KUALA LUMPUR (Dec 14): The FBM KLCI fell 0.84% today, in line with the decline in most Asian markets as China reported weak economic numbers, spurring fears of a slowdown in the country.
The benchmark index closed 14.04 points or 0.84% lower at 1,661.96. Week-on-week, the index declined 1.11% since its closing of 1,680.54 on Dec 7.
"The sentiment on Asian stocks was bad, largely affected by the Chinese economic data which showed weak imports, exports and industrial production. This has also affected the local stock market," said Inter-Pacific Securities Sdn Bhd head of research Pong Teng Siew.

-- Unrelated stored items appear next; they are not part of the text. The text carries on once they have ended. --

PR #4420, opened 2024-03-19
Docs/fix-links

alexravenna:
It looked like all of the relative links in the documentation were not functioning because the Markdown files were referencing `.html` pages instead of `.md` ones. This PR fixes that. Also, 1 or 2 of the links to sub-sections were incorrect, so I fixed those too.


lbargaoanu:
Go to the docs site and you'll see that the links work.

alexravenna:
@lbargaoanu: What do you think made me start this PR in the first place? I was using the docs site and was confused that none of the links to other docs pages worked.

Try it for yourself:
[https://docs.automapper.org/en/stable/Getting-started.html#Dependency-injection.html#asp-net-core](Getting Started)

On that page alone there are 4 links that don't work.

jbogard:
No ideas, I just went through the upgrade guide from ReadTheDocs. I didn't do the original conversion either so I'm not entirely sure how it all works.

alexravenna:
[FluentValidation](https://github.com/FluentValidation/FluentValidation/tree/main) seems to be using RTD v2 with Markdown files and doesn't use file endings for local/relative links at all.

Example: https://github.com/FluentValidation/FluentValidation/blob/4df7f57d58cf1ecac5abbbff0c60cf0c81c75b11/docs/start.md?plain=1#L131

Maybe that's the solution? 😃

lbargaoanu:
[But they do](https://github.com/FluentValidation/FluentValidation/blob/4df7f57d58cf1ecac5abbbff0c60cf0c81c75b11/docs/start.md?plain=1#L142). It must be smth in conf.py. Maybe that recommonmark thing. We used to have smth like that, but it's gone now :)

lbargaoanu:
I guess myst replaces recommonmark.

Pong added that the KLCI is currently seeing a slight downtrend and warned that there may be further declines amid Lembaga Tabung Haji's (TH) announcement that it would cut down on its holdings of equities.
"While TH said it is cutting down on their holdings of small caps, this could affect the sentiment on the big caps as well," he said.
The bourse saw some 1.5 billion shares worth RM1.38 billion traded. Market breadth was negative as decliners outnumbered gainers at 477 versus 224.
Leading the decliners were Nestle (Malaysia) Bhd, British American Tobacco (Malaysia) Bhd and United Plantations Bhd, while the gainers were led by Kian Joo Can Factory Bhd and Can-One Bhd.
Asian markets were mostly down, with Japan's Nikkei down 2.02%, South Korea's Kospi down 1.25% while Hong Kong's Hang Seng fell 1.62%.
Reuters reported that Asian shares tumbled after China reported a set of weak data, fanning fresh worries of a slowdown in the world's second-biggest economy and leaving investors fretting over the wider impact of a yet unresolved Sino-US trade dispute.
MSCI's broadest index of Asia-Pacific shares outside Japan fell 1.3%, it said.